Os Estados Unidos estão a fazer o balanço de um tiroteio no jantar dos correspondentes da Casa Branca em Washington, DC, onde o Presidente Donald Trump estava saiu correndo do local.

Um homem armado atacou um posto de segurança fora do salão de baile para a gala anual da mídia na noite de sábado, antes de ser detido por agentes do Serviço Secreto dos EUA enquanto tiros eram disparados.

Histórias recomendadas

lista de 3 itensfim da lista

A CBS News informou que o suposto agressor disse às autoridades que tinha como alvo funcionários da administração Trump.

Veja como os líderes dos EUA e de todo o mundo estão respondendo às notícias:

Estados Unidos:

Figuras de todo o setor político condenaram o ataque no evento, que também contou com a presença da primeira-dama Melania Trump, do vice-presidente JD Vance e de muitos outros altos funcionários do governo, juntamente com centenas de jornalistas e celebridades.

O presidente da Câmara, Mike Johnson, que participou do evento com sua esposa Kelly, disse que ambos estavam “orando por nosso país esta noite”.

O líder democrata da Câmara, Hakeem Jeffries, de Nova York, disse: “A violência e o caos na América devem acabar”.

A prefeita de Washington, DC, Muriel Bowser, disse que está “muito grata aos membros da aplicação da lei que fizeram seu trabalho… e garantiram que todos os convidados estivessem seguros”. Ela disse que não havia razão imediata para acreditar que alguém além do atirador estivesse envolvido no ataque.

Weijia Jiang, correspondente sénior da CBS News na Casa Branca e presidente da Associação de Correspondentes da Casa Branca, que estava sentado ao lado de Trump enquanto o incidente se desenrolava, enfatizou o papel do jornalismo no serviço público, dizendo “quando há uma emergência, corremos para a crise, não para longe dela”.

“Numa noite em que pensamos nas liberdades previstas na Primeira Emenda, devemos também pensar no quão frágeis elas são”, disse ela. “Graças a Deus todos estão bem e obrigado por estarem juntos esta noite. Faremos isso de novo.”

Reino Unido:

O Embaixador da Grã-Bretanha nos EUA, Christian Turner, disse que alguns funcionários da embaixada britânica estiveram no evento e expressaram apreço pela “resposta rápida e profissional do Serviço Secreto dos EUA”.

“Estamos gratos pelo facto de o Presidente e todos os presentes terem saído ilesos e os nossos melhores votos para o agente ferido”, escreveu ele nas redes sociais.

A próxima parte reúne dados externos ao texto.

PR #1694, opened 2026-09-03
feat: remove unused internal enums

noguier:
### Summary of changes
- Removed internal `ConfirmationMethod` enum
- Removed internal `CaptureMethod` enum
- These enums were unused and the PaymentActions mode is not going to be surfaced to merchants 

### AI Usage

**Which AI Agent Was Used?**
- [ ] Copilot 
- [ ] Claude 
- [x] Other (Type Name Here)

**How was AI used?**
Didn't use AI

- [x] less than 30% 
- [ ] 30 - 60% 
- [ ] 60 - 100% 

### Checklist
- [ ] Added a changelog entry

@noguier

### DIFF
--- a/PaymentActions/src/main/java/com/braintreepayments/api/paymentactions/PaymentActionsDeclarations.kt
+++ b/PaymentActions/src/main/java/com/braintreepayments/api/paymentactions/PaymentActionsDeclarations.kt
@@ -131,24 +131,6 @@ internal enum class PaymentActionStatus {
 }
 
 /**
- * Merchant gateway configuration for whether a payment action is confirmed automatically by the
- * server or requires an explicit confirmation step.
- */
-internal enum class ConfirmationMethod {
-    AUTOMATIC,
-    MANUAL,
-}
-
-/**
- * Merchant gateway configuration for whether a payment action is captured automatically by the
- * server or requires an explicit capture step.
- */
-internal enum class CaptureMethod {
-    AUTOMATIC,
-    MANUAL,
-}
-
-/**
  * Wrapper result type for [PaymentActionsService], carrying the raw [PaymentAction]
  * returned by GraphQL.
  */


PaymentActions/src/main/java/com/braintreepayments/api/paymentactions/PaymentActionsDeclarations.kt
```diff
@@ -130,24 +130,6 @@ internal enum class PaymentActionStatus {
...
-
-/**
- * Merchant gateway configuration for whether a payment action is captured automatically by the
- * server or requires an explicit capture step.
- */
-internal enum class CaptureMethod {
-    AUTOMATIC,
-    MANUAL,
-}
-
```
buzzamus, line 150: Is there a different mechanism to differentiate between Automatic and Manual capturing?

buzzamus (approved):

PaymentActions/src/main/java/com/braintreepayments/api/paymentactions/PaymentActionsDeclarations.kt
noguier: As far as I understand, we will read the status from the backend here: https://github.com/braintree/braintree_android/blob/5d96ff4d5b9f33ad0a86b7bf02755dfef980cec3/PaymentActions/src/main/java/com/braintreepayments/api/paymentactions/PaymentActionsService.kt#L85, , which is saved into `PaymentActionServiceResult.Success` the status should have all the needed information to proceed. And then, I think, we process the data here : https://github.com/braintree/braintree_android/blob/5d96ff4d5b9f33ad0a86b7bf02755dfef980cec3/PaymentActions/src/main/java/com/braintreepayments/api/paymentactions/PaymentActionsClient.kt#L114 for manual capturing, and automatic never stops at `REQUIRED_CAPTURE`.  But I might be wrong?

buzzamus: Great! Thanks for the additional context

noguier: Similarly, `READY_FOR_CONFIRMATION` will signify manual confirmation path 😄

mzlangreder (approved):

PR #1695, opened 2026-09-08
feat(payment-actions): Remap Unknown status to Unknown result type

mzlangreder:
### Summary of changes
Remapped the UNKNOWN status from emitting a Failure to emitting an Unknown result type.

### AI Usage

**Which AI Agent Was Used?**
- [ ] Copilot 
- [ ] Claude 
- [x] Other (GLM 5.2)

**How was AI used?**
Local review and coding.

- [ ] less than 30% 
- [ ] 30 - 60% 
- [x] 60 - 100% 

### Checklist
- [ ] Added a changelog entry

### Authors
- @mzlangreder

---


PaymentActions/src/main/java/com/braintreepayments/api/paymentactions/PaymentActionsClient.kt
```diff
@@ -118,7 +118,7 @@ class PaymentActionsClient internal constructor(
                     PaymentActionResult.Canceled(paymentAction.id)
                 PaymentActionStatus.PROCESSING -> PaymentActionResult.Processing(paymentAction.id)
                 PaymentActionStatus.UNKNOWN ->
-                    PaymentActionResult.Failure(NotImplementedError("Received unrecognized status: ${paymentAction.status}"))
+                    PaymentActionResult.Unknown(paymentAction.id)
             }
```
buzzamus, line 122: Just to make sure I am understanding this: Before `Unknown` was a type of `Failure` and now it is just a completely new type correct?

buzzamus (approved):
Looks good! I just had a question for my own understanding that I think is very obvious, but it is the end of the day and my brain is fried 😄

PaymentActions/src/main/java/com/braintreepayments/api/paymentactions/PaymentActionsClient.kt
mzlangreder: Yea, the idea is to match up with what iOS is doing by having Unknown and Expired types exposed directly instead of indicating a Failure.

noguier (approved):

PR #1697, opened 2026-09-08
feat(payment-actions): Fire analytics events

mzlangreder:
### Summary of changes
Implement firing of analytics events

### AI Usage

**Which AI Agent Was Used?**
- [ ] Copilot 
- [ ] Claude 
- [x] Other (GLM 5.2)

**How was AI used?**
Implementation review and test generation.

- [ ] less than 30% 
- [ ] 30 - 60% 
- [x] 60 - 100% 

### Checklist
- [ ] Added a changelog entry

### Authors
- @mzlangreder

---


PaymentActions/src/main/java/com/braintreepayments/api/paymentactions/PaymentActionsClient.kt
```diff
@@ -67,7 +69,17 @@ class PaymentActionsClient internal constructor(
...
-        return service.setPaymentActionPaymentMethod(request).handleNextAction()
+        braintreeClient.sendAnalyticsEvent(PaymentActionsAnalytics.CARD_SET_PAYMENT_METHOD_STARTED)
+        return service.setPaymentActionPaymentMethod(request).handleNextAction().also { result ->
+            if (result is PaymentActionResult.Failure) {
+                braintreeClient.sendAnalyticsEvent(
+                    PaymentActionsAnalytics.CARD_SET_PAYMENT_METHOD_FAILED,
+                    AnalyticsEventParams(errorDescription = result.error.message),
+                )
+            } else {
+                braintreeClient.sendAnalyticsEvent(PaymentActionsAnalytics.CARD_SET_PAYMENT_METHOD_SUCCEEDED)
```
buzzamus: Just out of curiosity how does `also` tied to a return statement work?

mzlangreder: `also` is like a secondary effect block. It takes in a value from the upstream chain and returns that same value. Within the block we have access to the value for side-effect purposes, in this case we want to fire an analytics event based on what the result ended up being without effecting the result.

buzzamus: Gotcha that makes sense! Thanks for the explanation

buzzamus (approved):
Looks good!

PaymentActions/src/main/java/com/braintreepayments/api/paymentactions/PaymentActionsClient.kt
```diff
@@ -67,7 +69,17 @@ class PaymentActionsClient internal constructor(
      * @return [PaymentActionResult]
      */
     suspend fun submitForPaymentAction(request: PaymentActionRequest): PaymentActionResult {
-        return service.setPaymentActionPaymentMethod(request).handleNextAction()
+        braintreeClient.sendAnalyticsEvent(PaymentActionsAnalytics.CARD_SET_PAYMENT_METHOD_STARTED)
```
jaxdesmarais: I think we changed some of the names/values of these events on iOS. Do we want to update them on Android so it matches across platforms?

mzlangreder: Yes, good catch ty.

mzlangreder: Updated

agedd (approved):
🚀

jaxdesmarais (approved):

PaymentActions/src/main/java/com/braintreepayments/api/paymentactions/PaymentActionsClient.kt
```diff
@@ -67,7 +69,17 @@ class PaymentActionsClient internal constructor(
...
-        return service.setPaymentActionPaymentMethod(request).handleNextAction()
+        braintreeClient.sendAnalyticsEvent(PaymentActionsAnalytics.SET_PAYMENT_ACTION_PAYMENT_METHOD_STARTED)
+        return service.setPaymentActionPaymentMethod(request).handleNextAction().also { result ->
+            if (result is PaymentActionResult.Failure) {
+                braintreeClient.sendAnalyticsEvent(
+                    PaymentActionsAnalytics.SET_PAYMENT_ACTION_PAYMENT_METHOD_FAILED,
+                    AnalyticsEventParams(errorDescription = result.error.message),
+                )
+            } else {
+                braintreeClient.sendAnalyticsEvent(PaymentActionsAnalytics.SET_PAYMENT_ACTION_PAYMENT_METHOD_SUCCEEDED)
```
noguier, line 80: so we submit `SET_PAYMENT_ACTION_PAYMENT_METHOD_SUCCEEDED` event regardless of payment action status, or am I missing something?

mzlangreder: This is a great question! In this case, we fire the succeeded event as long as the `PaymentActionResult` is not a `Failure`. And in our case a `Failure` can come from 3 places:
1. We got an exception during the graphQL call
2. The graphQL call returned errors
3. We failed to parse the result of the graphQL call

The PaymentAction does not have a `Failure` status, so our `PaymentActionResult.Failure` is there to indicate a failure in the system. It's analogous to our other clients having a `Failure` result type but in our case we flattened it in with the other Result statuses.

noguier: Great, thank you for clarification, and we do not think it will be useful to log different payment action statuses?

mzlangreder: I could see that being valuable actually. Originally we just followed the existing analytics pattern we have today, but I can see how with payment actions, it's different and more complex. We don't have a One call One Result type of behavior in Payment Actions. 

For instance we're going to have flows here we submit for payment action and then our SDK is going to perform _multiple_ actions based on the status of the Payment Action. Those are all things that are going to be valuable to log I think but....we also don't have true logging/observability going on in our SDK either. It's mostly just posting events that a thing happened.

@agedd @jaxdesmarais do y'all have any thoughts/opinions on our analytics strategy and what extras we _could_ add here?

agedd: great catch @noguier — yeah right now "succeeded" just means we didn't hit our failure case, not that the payment action itself fully succeeded. agreed with @mzlangreder that this can get confusing once we have multiple possible actions that could spin off a single submission.

I think we can keep this PR as-is and address this in a fast-follow ticket, where we can dig into what granularity we'd need to accurately reflect the status of the PA at any given time.

PR #1700, opened 2026-09-09
fix: add per-test tokenization key to prevent cache collission

saralvasquez:
### Summary of changes
These changes grew out of an increase in test flake for flaky tests that we were already tracking. There was such a steep increase in the number of fails that it slowed development effort. The tests causing the issue were a couple tests in the `VenmoClientTest` class and the `threeDSecure_authenticates` test in the `ThreeDSecureCardinalTest` class

For the venmo tests the issue that seemed to be causing the flake was cache collision or race conditions of the configuration settings since we were using the same tokenization key for every test. To fix that I added per-test tokenization keys

For the cardinal test, the flake was due to timeouts on the emulator UI that threw null exceptions. This was particularly noticeable in the older emulator tests. The only real way to get around this was to increase the timeout length to give the slower emulators more time to load cardinal functionality. This fixes the flake most of the time but there's not other way I could find around this besides just making the timeout longer and longer

### AI Usage

**Which AI Agent Was Used?**
- [ ] Copilot 
- [x] Claude 
- [ ] Other (Type Name Here)

**How was AI used?**
Used claude to pull runs of the instrumentation test runs to give me data on which tests were flaking and what the error were that were shown on failed runs

- [x] less than 30% 
- [ ] 30 - 60% 
- [ ] 60 - 100% 

### Checklist
- [ ] Added a changelog entry

### Authors
- @saralvasquez


saralvasquez:
I ran integration tests on this branch 10 times and 8 were completely green. Two of them did have the flaky Cardinal test still fail, but I don't think there is much to do for it other than keep increasing the timeout, which feels like the wrong approach. Let me know if any of you see something I'm missing to completely resolve the flake, otherwise I think this will have to be good enough

jaxdesmarais (approved):
Thank you for the detailed description on the PR for what needed to change here and why!

noguier:
Thank you for adding these and looking into it. I also was unable to find other way to fix 3DS, we can also potentially disable those tests for older APIs, since newer are passing?

noguier (approved):

mzlangreder (approved):

saralvasquez:
> we can also potentially disable those tests for older APIs, since newer are passing?

I think I'd hesitate to disable tests permanently to avoid flake. Flake is annoying but the test coverage is there for a reason 🤷‍♀️ 

Why don't we keep an eye on the flaky test tracker and if the flake stays as bad as it has been we can disable them. I'll also add an extra field to the test tracker to keep track of the android version that the flake is seen on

O primeiro-ministro Keir Starmer disse estar “chocado com as cenas” de violência no evento e denunciou o ataque. “Qualquer ataque às instituições democráticas ou à liberdade de imprensa deve ser condenado nos termos mais fortes possíveis”, disse ele.

Austrália

O primeiro-ministro Antony Albanese aplaudiu o Serviço Secreto dos EUA e outras autoridades policiais “pela sua ação rápida”.

“Estou satisfeito em saber que o Presidente e a Primeira Dama, juntamente com todos os participantes no Jantar dos Correspondentes na Casa Branca, estão seguros”, disse ele.

Canadá:

O primeiro-ministro Mark Carney disse estar “aliviado porque o presidente, a primeira-dama e todos os convidados estão seguros”.

“A violência política não tem lugar em nenhuma democracia e os meus pensamentos estão com todos aqueles que foram abalados por este acontecimento perturbador”, disse Carney.

União Europeia:

A presidente da Comissão Europeia, Ursula von der Leyen, expressou alívio pela segurança dos participantes e agradeceu à polícia e aos socorristas pela sua “ação rápida”. “A violência nunca tem lugar na política”, disse ela.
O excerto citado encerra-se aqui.